§ **What the exercise asks**
Transcribe the records that follow, keeping every word as it stands.

(Data for the task begins)

PR #11772, opened 2026-04-23
BufferDataInputStream: implement Drainable, skip, and readAllBytes

### LINKED ISSUE #11742: BufferDataInputStream: implement gRPC performance interfaces
`GrpcProtocolHandler.BufferDataInputStream` currently implements `KnownLength`, which lets gRPC pre-allocate a buffer of the right size. Three additional opportunities exist for more efficient byte processing on the inbound message path:

**`io.grpc.Drainable`**

Callers that detect `Drainable` can drain bytes directly to a destination `OutputStream` without an intermediate copy buffer. Implementing `drainTo(OutputStream)` delegates to `BufferData.writeTo()`, which writes the underlying byte array directly.

**`InputStream.readAllBytes()`**

The default `InputStream.readAllBytes()` implementation accumulates bytes into a growing `byte[]`, doubling it on overflow. Since `available()` returns the exact byte count, `readAllBytes()` can allocate a single exact-size array and fill it in one call.

**`InputStream.skip(long)`**

The default `InputStream.skip(long)` reads and discards bytes via a temporary buffer. Since `BufferData` tracks its read position explicitly, `skip()` can advance the read position directly in O(1) without touching any bytes.

MariusVolkhart:
`BufferDataInputStream` already implements `KnownLength`, letting gRPC pre-allocate a buffer of the right size. This PR adds three more optimizations on the inbound message path:

**`Drainable.drainTo(OutputStream)`**

Callers that detect `Drainable` can drain bytes directly to a destination `OutputStream` without an intermediate copy buffer. The implementation delegates to `BufferData.writeTo()`, which writes the underlying byte array directly.

**`InputStream.readAllBytes()`**

The default implementation accumulates bytes into a growing `byte[]`, doubling it on overflow. Since `available()` returns the exact byte count, the override allocates a single exact-size array and fills it in one call.

**`InputStream.skip(long)`**

The default implementation reads and discards bytes via a temporary buffer. Since `BufferData` tracks its read position explicitly, the override advances the read position directly in O(1) without touching any bytes.

Closes #11742

## Documentation

No changes required.

### DIFF
--- a/webserver/grpc/src/main/java/io/helidon/webserver/grpc/GrpcProtocolHandler.java
+++ b/webserver/grpc/src/main/java/io/helidon/webserver/grpc/GrpcProtocolHandler.java
@@ -640,9 +640,7 @@ class GrpcProtocolHandler<REQ, RES> implements Http2SubProtocolSelector.SubProto
         @Override
         public byte[] readAllBytes() {
             // single exact-size allocation; avoids the default growing-array loop
-            byte[] result = new byte[bufferData.available()];
-            bufferData.read(result);
-            return result;
+            return bufferData.readBytes();
         }
     }
 }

(Data for the task ends)

§ **Task answer**
PR #11772, opened 2026-04-23
BufferDataInputStream: implement Drainable, skip, and readAllBytes

### LINKED ISSUE #11742: BufferDataInputStream: implement gRPC performance interfaces
`GrpcProtocolHandler.BufferDataInputStream` currently implements `KnownLength`, which lets gRPC pre-allocate a buffer of the right size. Three additional opportunities exist for more efficient byte processing on the inbound message path:

**`io.grpc.Drainable`**

Callers that detect `Drainable` can drain bytes directly to a destination `OutputStream` without an intermediate copy buffer. Implementing `drainTo(OutputStream)` delegates to `BufferData.writeTo()`, which writes the underlying byte array directly.

**`InputStream.readAllBytes()`**

The default `InputStream.readAllBytes()` implementation accumulates bytes into a growing `byte[]`, doubling it on overflow. Since `available()` returns the exact byte count, `readAllBytes()` can allocate a single exact-size array and fill it in one call.

**`InputStream.skip(long)`**

The default `InputStream.skip(long)` reads and discards bytes via a temporary buffer. Since `BufferData` tracks its read position explicitly, `skip()` can advance the read position directly in O(1) without touching any bytes.

MariusVolkhart:
`BufferDataInputStream` already implements `KnownLength`, letting gRPC pre-allocate a buffer of the right size. This PR adds three more optimizations on the inbound message path:

**`Drainable.drainTo(OutputStream)`**

Callers that detect `Drainable` can drain bytes directly to a destination `OutputStream` without an intermediate copy buffer. The implementation delegates to `BufferData.writeTo()`, which writes the underlying byte array directly.

**`InputStream.readAllBytes()`**

The default implementation accumulates bytes into a growing `byte[]`, doubling it on overflow. Since `available()` returns the exact byte count, the override allocates a single exact-size array and fills it in one call.

**`InputStream.skip(long)`**

The default implementation reads and discards bytes via a temporary buffer. Since `BufferData` tracks its read position explicitly, the override advances the read position directly in O(1) without touching any bytes.

Closes #11742

## Documentation

No changes required.

### DIFF
--- a/webserver/grpc/src/main/java/io/helidon/webserver/grpc/GrpcProtocolHandler.java
+++ b/webserver/grpc/src/main/java/io/helidon/webserver/grpc/GrpcProtocolHandler.java
@@ -640,9 +640,7 @@ class GrpcProtocolHandler<REQ, RES> implements Http2SubProtocolSelector.SubProto
         @Override
         public byte[] readAllBytes() {
             // single exact-size allocation; avoids the default growing-array loop
-            byte[] result = new byte[bufferData.available()];
-            bufferData.read(result);
-            return result;
+            return bufferData.readBytes();
         }
     }
 }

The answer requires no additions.